** Task brief **
Extract all lines from the data beneath that include the word "skips".

** Exercise materials **
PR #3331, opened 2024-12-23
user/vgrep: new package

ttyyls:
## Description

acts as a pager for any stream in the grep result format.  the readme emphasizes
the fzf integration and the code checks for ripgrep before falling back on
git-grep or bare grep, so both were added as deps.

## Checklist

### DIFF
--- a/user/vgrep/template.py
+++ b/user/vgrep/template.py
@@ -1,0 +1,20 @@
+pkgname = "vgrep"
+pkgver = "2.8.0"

==

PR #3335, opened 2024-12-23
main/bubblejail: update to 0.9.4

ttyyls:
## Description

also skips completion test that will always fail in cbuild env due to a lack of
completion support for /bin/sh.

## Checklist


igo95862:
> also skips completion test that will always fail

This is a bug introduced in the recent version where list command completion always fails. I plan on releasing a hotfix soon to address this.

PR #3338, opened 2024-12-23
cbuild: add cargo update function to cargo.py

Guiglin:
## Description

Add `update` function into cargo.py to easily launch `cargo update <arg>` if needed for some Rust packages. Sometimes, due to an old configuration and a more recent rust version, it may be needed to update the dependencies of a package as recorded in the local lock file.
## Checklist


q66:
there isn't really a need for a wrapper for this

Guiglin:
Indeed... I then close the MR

** Exercise output **
also skips completion test that will always fail in cbuild env due to a lack of
> also skips completion test that will always fail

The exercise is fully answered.